- Born: February 3, 1949 (age 77) Bluefields, Nicaragua
- Political party: Sandinista National Liberation Front
- Relatives: Francisco Campbell

= Lumberto Campbell =

Nicaraguan politician (born 1949)

Lumberto Ignacio Campbell (born February 3, 1949) is a Nicaraguan Sandinista politician. He is president of Nicaragua's Supreme Electoral Council.

==Early life==

Campbell was born in Bluefields, Nicaragua in 1949. After studying physics and mathematics at the National Autonomous University of Nicaragua, he went on to become the only Creole guerilla commander in the Sandinista National Liberation Front (FSLN), where he was known by the nom de guerre "El Negro."

==Career==

In the early 1980s, shortly after the Sandanista victory, Campbell served as Vice-Minister of the Nicaraguan Institute for the Atlantic Coast (Spanish: Instituto Nicaraguense de la Costa Atlantica), which coordinated government activity on the Atlantic Coast, especially in the areas of health, education and economic development. He soon replaced guerrilla commander William Ramírez to become Minister. In 1984 he became the Political Secretary and Minister-Delegate of the President for the Caribbean Coast.

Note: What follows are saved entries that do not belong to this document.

Issue #760, opened 2017-12-19
asebamassloader is not stable on windows in playground


mbonani:
I notice instability with asebamassloader on my computer with the simulator. I test with latest build and yeti discovery kits. 
Few times it works message on simulator consol are correct and behavior is charged

![capture-sim0](https://user-images.githubusercontent.com/1000934/34181791-ee4b8bd0-e513-11e7-889a-8eef9ee36ab5.PNG)

Some time message are correct (perhaps order is wrong) and behavior is not launched:

![capture-sim1](https://user-images.githubusercontent.com/1000934/34181850-2ede24be-e514-11e7-91b5-1f5732b67431.PNG)

Most time message are showing problems: 
![capture-sim2](https://user-images.githubusercontent.com/1000934/34181866-3edee7fe-e514-11e7-9dcf-ec3f84d3afe1.PNG)

There is probably a timing issue

davidjsherman:
Does it work if you  replace `asebamassloader` by `asebahttp` in the playground file, and hide the robot behind the `asebahttp` switch? (The switch would run permanently on port 33333, with only one robot node in its network on, say, port 33334.)

Because with `asebahttp` one is guaranteed that the AESL program is fully compiled and loaded, before the switch functionality is started.

stephanemagnenat:
I agree that it is likely a timing issue. @davidjsherman's approach would work but require running http yor the duration of the session (which could be a good think from a blockly/scratch perspective).

Another approach could be to add some delays to the process option to let it launch later.

I guess that for 1.6, the http approach is probably easier.

stephanemagnenat:
Looking at the error in the last screenshot and at the medula code (where there is a one second delay after a successful connection until the code is uploaded), I am not so sure that it is a delay problem related to the description of the target. On the faulty screenshot, the code seems indeed to be loaded properly.

stephanemagnenat:
After some thought, I believe that the problem is that massloader would just close after the Run() message had been sent and the stream flushed, but on Win32, stream::flush() does not ensure a flush. I added another 1s second of wait in 0d2927bf, hopefully it solves the problem.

In 2014, the National Assembly named him to the Supreme Electoral Council, where he replaced Emmett Lang as vice-president. In 2018, he became interim president of that body, after its former president, Roberto Rivas, was sanctioned by the United States for human rights abuses and corruption. In November 2019, following widespread protests and the ensuing crackdown by the FSLN government, Campbell was also sanctioned by the United States government for alleged human rights abuses, election fraud and corruption. His US assets were frozen, and US citizens were prohibited from doing business with him. The UK also imposed sanctions on him after the 2021 Nicaraguan general election, which they called "rigged."

==Family==
Campbell's brother, Francisco Campbell, was Nicaragua's Ambassador to the United States from 2010-2024, and his nephew, Michael René Campbell Hooker, has served as Nicaragua's Ambassador to Afghanistan since 2024.